### What you need to do
Where the string "files" occurs in a line of the data below, that line should be copied.

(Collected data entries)
:::::
PR #806, opened 2026-05-28
feat: resource binding can be reconciled w/ label

kirederik:
closes [#1006](https://github.com/syntasso/enterprise-kratix/issues/1006)


internal/controller/resourcebinding_controller.go
```diff
@@ -118,49 +120,71 @@ func (r *ResourceBindingReconciler) Reconcile(ctx context.Context, req ctrl.Requ
...
+		}
 		apiMeta.SetStatusCondition(&resourceBinding.Status.Conditions, metav1.Condition{
 			Type:               v1alpha1.UpgradeSucceededCondition,
 			Status:             metav1.ConditionUnknown,
 			Reason:             v1alpha1.UpgradeInProgressReason,
-			Message:            fmt.Sprintf("Upgrade to version %s is in progress", desiredVersion),
+			Message:            statusMessage,
 			LastTransitionTime: metav1.Now(),
 		})
 		resourceBinding.Status.FailedVersion = ""
```
senglezou, line 182: should we clear the Status.FailedVersion first before we delete the ManualReconciliationLabel on line 164? I can imagine we delete the label and by the time we get here to clean up the status if something happens and we don't clear it up it will stay there no?

internal/controller/resourcebinding_controller.go
```diff
@@ -118,49 +120,71 @@ func (r *ResourceBindingReconciler) Reconcile(ctx context.Context, req ctrl.Requ
...
+		if upgradeSucceededCond != nil &&
+			upgradeSucceededCond.Status == metav1.ConditionFalse &&
+			resourceBinding.Status.FailedVersion == desiredVersion {
+			return ctrl.Result{}, nil
+		}
+		needsStatusUpdate = upgradeSucceededCond == nil ||
+			upgradeSucceededCond.Status != metav1.ConditionUnknown ||
+			upgradeSucceededCond.Reason != v1alpha1.UpgradeInProgressReason ||
+			resourceBinding.Status.FailedVersion != ""
+
```
SaphMB:
```suggestion
```

internal/controller/resourcebinding_controller.go
kirederik: I thought about it, but then we have the opposite problem: if updating the status fails, the manual reconciliation label is never removed, which will cause us to trigger the pipelines again; imo the manual reconciliation label should be deleted as soon as the resource labelling succeeds. 🤔

senglezou (approved):

PR #808, opened 2026-06-01
fix: Ensure status is updated when removing the reconcilitation labels

aclevername:
paired with @senglezou 

Solves two issues:
1. If a workflow is inflight, and its currently for the version we want to be upgrading to, dont apply the manual reconcilation label. Issue to improve it in the longterm https://github.com/syntasso/kratix/issues/814
1. After applying a manaul reconcilation label, ensure the status is updated. Previously the status update would fail since we just updated the binding to not have the label, the version of the binding we have is stale, so status update fails. Ideally we wouldn't fetch bt instead requeue, but we have no way to know if we've already applied a label, so this would trigger an infinite requeue and label scenario.

### DIFF
--- a/api/v1alpha1/resourcebinding_types.go
+++ b/api/v1alpha1/resourcebinding_types.go
@@ -17,6 +17,10 @@ limitations under the License.
 package v1alpha1
 
 import (
+	"strings"
+	"unicode"
+
+	apiMeta "k8s.io/apimachinery/pkg/api/meta"
 	metav1 "k8s.io/apimachinery/pkg/apis/meta/v1"
 )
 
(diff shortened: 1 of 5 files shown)


api/v1alpha1/resourcebinding_types.go
```diff
@@ -94,3 +98,33 @@ type ResourceBindingList struct {
...
+// InFlightVersion returns the promise version of the resource configure
+// workflow that is currently being attempted for this binding, or an empty
+// string if no upgrade is in flight.
+//
+// It is inferred from the UpgradeSucceeded condition: while an upgrade is in
+// progress that condition is set to Unknown with reason UpgradeInProgress, and
+// its message embeds the desired version after the literal token "version ".
+// The controller is the sole writer of that condition, so coupling the parser
+// to the message format is acceptable as long as both stay in step.
+func (rb *ResourceBinding) InFlightVersion() string {
```
aclevername, line 111: this is awful, but its the cheaper approach to unblock the story currently. we can debate whether we are happy with this or not

internal/controller/resourcebinding_controller.go
```diff
@@ -139,37 +138,47 @@ func (r *ResourceBindingReconciler) Reconcile(ctx context.Context, req ctrl.Requ
...
+	if manualReconciliationRequested {
 		delete(resourceBinding.Labels, resourceutil.ManualReconciliationLabel)
 		if err := r.Client.Update(ctx, resourceBinding); err != nil {
 			return ctrl.Result{}, err
 		}
+
+		//refetch so that we can update the status successfully afterwards without hitting a resource version conflict
+		if err := r.Client.Get(ctx, req.NamespacedName, resourceBinding); err != nil {
+			return ctrl.Result{}, err
+		}
```
aclevername, line 176: this fixes a bug where the status never gets updated after the manaul reconciliation label is applied. its not ideal, but we dont have an alternative currently

aclevername:
@codex review

senglezou (approved):

PR #834, opened 2026-07-02
feat: Add ability to wait in delete workflows

abangser:
This mirrors behaviour in the configure workflows. 

docs in https://github.com/syntasso/kratix-docs/pull/559

### DIFF
--- a/lib/resourceutil/util.go
+++ b/lib/resourceutil/util.go
@@ -23,7 +23,7 @@ const (
 	DeleteWorkflowCompletedCondition       = clusterv1.ConditionType("DeleteWorkflowCompleted")
 	DeleteWorkflowCompletedFailedReason    = "DeleteWorkflowFailed"
 	DeleteWorkflowSuspendedReason          = "DeleteWorkflowSuspended"
-	DeleteWorkflowSuspendedMessage         = "Delete pipeline is waiting before deleting Works"
+	DeleteWorkflowSuspendedMessage         = "The delete workflow is suspended"
 	PipelinesExecutedSuccessfully          = "PipelinesExecutedSuccessfully"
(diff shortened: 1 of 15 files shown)


aclevername:
@abangser shall we change this to a draft PR until its ready for review?

abangser:
Made sense @aclevername, had some niggles with the systems tests. But looking good now. Let me know if you (or anyone else) has any questions to talk through!

lib/resourceutil/util.go
```diff
@@ -22,6 +22,8 @@ const (
 	ConfigureWorkflowCompletedFailedReason = "ConfigureWorkflowFailed"
 	DeleteWorkflowCompletedCondition       = clusterv1.ConditionType("DeleteWorkflowCompleted")
 	DeleteWorkflowCompletedFailedReason    = "DeleteWorkflowFailed"
+	DeleteWorkflowSuspendedReason          = "DeleteWorkflowSuspended"
+	DeleteWorkflowSuspendedMessage         = "Delete pipeline is waiting before deleting Works"
```
ChunyiLyu: Not all configure workflow schedules work; maybe we change it to something a bit more generic?

ChunyiLyu (commented):
Looks good! My feedback is mostly on the e2e test. It think it currently covers resource workflow but not promise delete pipelines. Could we please add that? We could have one covers a simple suspend and the other one covers the retry case?

As this is a new feature and with side effects (delete jobs now will always have status writer), could you please also create docs PR?

lib/resourceutil/util.go
ChunyiLyu: updated

ChunyiLyu (approved):
:shipit:

PR #837, opened 2026-07-03
feat: warn when destination references missing statestore

### LINKED ISSUE #345: feat: destination webhook should give user a warning if it references a non-existing statestore
# Context

When user creates a Destination that references a non-existing statestore, users can find out when they check the destination status.
However, we would like a faster feedback than having to check its status. This issue is about introducing a destination webhook that gives users a warning if the referred State Store does not exist.

It's a warning and not an error because we don't want to create a hard ordering of people need to create State Store first.

Follow up from https://github.com/syntasso/kratix/pull/343

didiberman:
## Summary

Destinations can reference a `BucketStateStore` or `GitStateStore` that has not been created yet. Today, that only becomes visible later through Destination status, which makes the problem slower to diagnose.

This change adds an admission warning when a Destination references a missing StateStore. The warning gives immediate feedback during create/update, while still allowing the request so users are not forced to create resources in a strict order.

It also returns a clear validation error when `stateStoreRef` is omitted, instead of letting validation continue into code that expects the reference to exist.

Fixes #345.

## Testing

- `go run github.com/onsi/ginkgo/v2/ginkgo -r internal/webhook/v1alpha1`
- `make test`
- `PATH="$(go env GOPATH)/bin:$PATH" make lint`

### DIFF
--- a/internal/webhook/v1alpha1/destination_webhook.go
+++ b/internal/webhook/v1alpha1/destination_webhook.go
@@ -83,9 +83,14 @@ func (v *DestinationCustomValidator) ValidateCreate(ctx context.Context, destina
 		return nil, stderror.New("path field is required")
 	}
 
+	warnings, err := v.validateStateStoreRef(ctx, destination.Spec.StateStoreRef)
+	if err != nil {
+		return nil, err
+	}
+
 	// Check for path clashes with other destinations using the same state store
 	destinationList := &v1alpha1.DestinationList{}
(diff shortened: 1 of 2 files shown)


kirederik:
Thanks for your contribution @didiberman!

didiberman:
@kirederik I actually came across this issue while setting up my cluster with Kratix, MinIO and Backstage and so was great to contribute to the fix :)

PR #838, opened 2026-07-03
chore: remove act targets

### LINKED ISSUE #604: chore: remove act jobs from kratix project
The `Makefile` jobs `act-test-and-lint`, `act-integration-test`, and `act-system-test` are in a broken state since we externalised our jobs to `syntasso/ci/.github/workflows/test-kratix.yaml`.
:::::
### Result for this task
(diff shortened: 1 of 5 files shown)
(diff shortened: 1 of 15 files shown)
(diff shortened: 1 of 2 files shown)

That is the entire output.